Zebrafish imaging and neutrophil quantification workflow.

Transgenic zebrafish larvae (Tg(lyz:EGFP)) expressing neutrophil-specific EGFP were anesthetized at 72 hpf and distributed into 96-well plates with low background autofluorescence and volumetrically scanned using a MCAM™ (see Materials and Methods). A) Depicts the Multi-Camera Array Microscope (MCAM™) alongside a closeup of the 48 micro camera modules that make up the microscope array. Each lens is 12 mm in diameter. B) A representative image of a 96-well plate with Tg(lyz:EGFP) transgenic zebrafish larvae is shown. C) A zoomed in image (natively 3072 x 3072 x 3 pixels² and ~3 μm/pixel resolution) of a single well with a zebrafish larva in lateral orientation is shown. D) Following image acquisition, the Z-axis was searched automatically for the most in-focus frame of each well using a pretrained segmentation model to find a region-of-interest around each zebrafish and compute the best focus of this image region. E) Using the most in-focus frame for each well, each larva was segmented from the image background and a mask was generated to represent this region-of-interest. F) Neutrophils are shown after applying a pixel intensity threshold applied to the segmented larva which highlights the cells for counting. G) Individual cells were counted using blob detection techniques and are pinpointed on each image for visualization.

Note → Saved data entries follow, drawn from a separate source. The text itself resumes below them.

PR #735, opened 2019-11-12
Added created date to app images

zappy-shu:
**- What I did**

Added a created date field to the custom payload of the bundle.json which is used to display the time since the app image was built in human readable format on `docker app image ls` as the `CREATED` column.

**- How I did it**

Created a v1.0 struct for the custom payload in bundle.json that stores the creation date at build time. A constant is used to track which version of the custom payload is to be deserialized rather than using the `docker app version`. This is to make it easier to check which struct matches which versions. 

As the entire bundle.json is deserialized at once the custom payload needs to be re-serialized before deserializing into the concrete type as it is stored as a simple `map[string]interface{}`.

The human readable output is done using the `github.com/docker/go-units` package, same as with `docker image ls`.

**- How to verify it**

Run a `docker app build`. The resulting bundle.json should have a custom section similar to the following:

```

	"custom": {
		"com.docker.app": {
			"payload": {
				"created": "2019-11-07T14:18:41.9539586Z"
			},
			"version": "1.0.0"
		}
	},
```

Note that the `created` field should be in UTC.

Running `docker app image ls` should print a `CREATED` column showing the amount of time since the app image was built or blank if the image was built using an older version of `docker app`. 

Example output:

```
REPOSITORY TAG    APP IMAGE ID APP NAME    CREATED
test1      latest acb44aed7b77 hello-world 4 days ago
test2      latest acb44aed7b77 hello-world Less than a second ago
rumpl/nick <none> 1d1a57daebbf voting-app
```

Added the creation date to the App bundle and prints the time since creation in the `docker app image ls` output

kitten-2019-11-12

### DIFF
--- a/e2e/images_test.go
+++ b/e2e/images_test.go
@@ -2,6 +2,7 @@ package e2e
 
 import (
 	"bufio"
+	"fmt"
 	"path/filepath"
 	"regexp"
 	"strings"
@@ -23,7 +24,11 @@ func insertBundles(t *testing.T, cmd icmd.Cmd) {
 
 func assertImageListOutput(t *testing.T, cmd icmd.Cmd, expected string) {
 	result := icmd.RunCmd(cmd).Assert(t, icmd.Success)
-	match, _ := regexp.MatchString(expected, result.Stdout())
+	stdout := result.Stdout()
+	match, _ := regexp.MatchString(expected, stdout)
+	if !match {
+		fmt.Println(stdout)
+	}
 	assert.Assert(t, match)
 }
 
@@ -46,6 +51,7 @@ func verifyImageIDListOutput(t *testing.T, cmd icmd.Cmd, count int, distinct int
 	for scanner.Scan() {
 		lines = append(lines, scanner.Text())
 		counter[scanner.Text()]++
+		fmt.Println(scanner.Text())
 	}
 	if err := scanner.Err(); err != nil {
 		assert.Error(t, err, "Verification failed")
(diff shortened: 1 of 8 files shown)


internal/packager/custom.go
```diff
@@ -0,0 +1,84 @@
...
+
+// DockerAppCustom contains extension custom data that docker app injects
+// in the bundle.
+type DockerAppCustom struct {
+	Version string          `json:"version,omitempty"`
+	Payload json.RawMessage `json:"payload,omitempty"`
+}
+
+// CustomPayloadCreated is a custom payload with a created time
+type CustomPayloadCreated interface {
```
silvin-lubecki: I guess this type should be versioned too, like `CustomPayload_1_0_0` ?

e2e/images_test.go
```diff
@@ -23,7 +24,11 @@ func insertBundles(t *testing.T, cmd icmd.Cmd) {
 
 func assertImageListOutput(t *testing.T, cmd icmd.Cmd, expected string) {
 	result := icmd.RunCmd(cmd).Assert(t, icmd.Success)
-	match, _ := regexp.MatchString(expected, result.Stdout())
+	stdout := result.Stdout()
+	match, _ := regexp.MatchString(expected, stdout)
```
silvin-lubecki: I guess the error could be asserted here.

e2e/images_test.go
```diff
@@ -23,7 +24,11 @@ func insertBundles(t *testing.T, cmd icmd.Cmd) {
...
+	if !match {
+		fmt.Println(stdout)
+	}
 	assert.Assert(t, match)
```
silvin-lubecki: I think you can add a third argument here, instead of checking `match` before assertion.
`assert.Assert(t, match, stdout)`

e2e/images_test.go
```diff
@@ -46,6 +51,7 @@ func verifyImageIDListOutput(t *testing.T, cmd icmd.Cmd, count int, distinct int
 	for scanner.Scan() {
 		lines = append(lines, scanner.Text())
 		counter[scanner.Text()]++
+		fmt.Println(scanner.Text())
```
silvin-lubecki: Should we really print here?

internal/commands/image/list.go
```diff
@@ -177,6 +179,16 @@ func getImageListColumns(options imageListOption) []imageListColumn {
...
 		}},
+		imageListColumn{"CREATED", func(p pkg) string {
+			payload, err := packager.CustomPayload(p.bundle.Bundle)
+			if err != nil {
+				return ""
+			}
+			if createdPayload, ok := payload.(packager.CustomPayloadCreated); ok {
+				return units.HumanDuration(time.Now().UTC().Sub(createdPayload.CreatedTime())) + " ago"
+			}
+			return ""
```
silvin-lubecki: I wonder if it should be empty `""` or `"N/A"` ? @thaJeztah  WDYT?

thaJeztah: Ideally, would use a go template, which would allow setting `N/A` in the template (separating presentation from the value); see https://github.com/docker/cli/pull/2107

silvin-lubecki: Yep right, we're fixing it in a follow-up, thanks @thaJeztah 😸

PR #737, opened 2019-11-12
Use markdown in CLI examples for automatic documentation generation

jcsirot:
**- What I did**
This PR updates the examples in CLI help in order to use markdown syntax

**- How to verify it**
use the `--help` flag to see the examples

me having an existential crisis in the shower when i should’ve gotten out 35 minutes ago

### DIFF
--- a/internal/commands/build/build.go
+++ b/internal/commands/build/build.go
@@ -45,14 +45,16 @@ type buildOptions struct {
 	noResolveImage bool
 }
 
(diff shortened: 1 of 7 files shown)


carolinebriaud:
LGTM. Maybe you could rename the example const to "buildexample" and "runexample" for buikd.go and run.go files (so it is consistent with other files, but it is minor)

jcsirot:
@carolinebriaud good catch

PR #738, opened 2019-11-13
Fix incorrect examples for docker app build command

jcsirot:
**- What I did**
Fix incorrect examples for docker app build command

### DIFF
--- a/internal/commands/build/build.go
+++ b/internal/commands/build/build.go
@@ -45,8 +45,8 @@ type buildOptions struct {
 	noResolveImage bool
 }
 
-const buildExample = `- $ docker app run --name myrunningapp myrepo/myapp:mytag
-- $ docker app run 34be4a0c5f50 --name myrunningapp`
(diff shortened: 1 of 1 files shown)


internal/commands/build/build.go
```diff
@@ -45,8 +45,8 @@ type buildOptions struct {
 	noResolveImage bool
 }
 
-const buildExample = `- $ docker app run --name myrunningapp myrepo/myapp:mytag
-- $ docker app run 34be4a0c5f50 --name myrunningapp`
+const buildExample = `- $ docker app build .
+- $ docker app build . -f myapp.dockerapp -t myrepo/myapp:1.0.0`
```
rumpl: Could we use the long name of the flags in the examples? It's more explicit.

eunomie:
```suggestion
- $ docker app build -f myapp.dockerapp -t myrepo/myapp:1.0.0 .`
```

Just to respect the order in usage.

PR #740, opened 2019-11-13
Fix remove image by Id

jcsirot:
**- What I did**
Fix the `docker app image rm <id>`command with the following behavior
- if the id does not exist a "no such image" error is displayed
- if the id references multiple repositories a "App is referenced in multiple repositories" error is displayed
- if only one App is referenced by this id then this App is removed from the store

i6W2VufoExaRznkM

### DIFF
--- a/internal/store/bundle.go
+++ b/internal/store/bundle.go
@@ -116,7 +116,7 @@ func (b *bundleStore) Remove(ref reference.Reference) error {
 		if len(b.refsMap[id]) == 0 {
 			return fmt.Errorf("no such image %q", reference.FamiliarString(ref))
 		} else if len(b.refsMap[id]) > 1 {
-			return fmt.Errorf("unable to delete %s - App is referenced in multiple repositories", reference.FamiliarString(ref))
+			return fmt.Errorf("unable to delete %q - App is referenced in multiple repositories", reference.FamiliarString(ref))
 		}
 		ref = b.refsMap[id][0]
 	}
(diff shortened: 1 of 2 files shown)


internal/store/bundle.go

Segmentation network training and evaluation.

A) Data is organized for model training by annotating images, resizing images and corresponding annotations to model input dimensions, separating images randomly into training, validation and test subsets and then the training and validation subsets are used for model training while the test subset is used for model evaluation. B) Images are annotated by outlining the fish and many of these image-label pairs are fed to U-Net to train the neural network. C) Square 3072 x 3072 well images are downsampled to either 64 x 64, 128 x 128, 256 x 256, 512 x 512, or 1024 x 1024 pixels² to reduce computation for segmentation inference and the resulting ROI mask is upsampled back to the original image shape which greatly affects segmentation accuracy. Here, segmentation masks computed at different resolutions are overlaid on the original image at native resolution and cropped to display only the fish. Labels reflect the resolution downsampled to during inference. D) Inference time per frame is plotted against image size. Inference time increases when segmenting increasing image sizes, and this computation is completed much more efficiently on a GPU rather than CPU. The Y-axis is displayed on a log scale. E) Intersection over union is plotted against image size. Intersection over union improves when images are inferred at higher resolution.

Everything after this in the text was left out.